**EXERCISE INSTRUCTIONS**
Repeat every record below, word for word.

**Stored data entries**
- - -
PR #772, opened 2026-05-06
Add per-epoch prediction saving to PotentialLightningModule

YiqingChen524:
New arguments to `PotentialLightningModule` (both DGL and PyG backends):

- `save_predictions` (bool, default `False`): enable saving
- `save_forces` (bool, default `False`): also save per-atom forces
- `save_train_predictions` (bool, default `False`): also save training-set predictions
- - -
**YOUR SOLUTION**
PR #772, opened 2026-05-06
Add per-epoch prediction saving to PotentialLightningModule

YiqingChen524:
New arguments to `PotentialLightningModule` (both DGL and PyG backends):

- `save_predictions` (bool, default `False`): enable saving
- `save_forces` (bool, default `False`): also save per-atom forces
- `save_train_predictions` (bool, default `False`): also save training-set predictions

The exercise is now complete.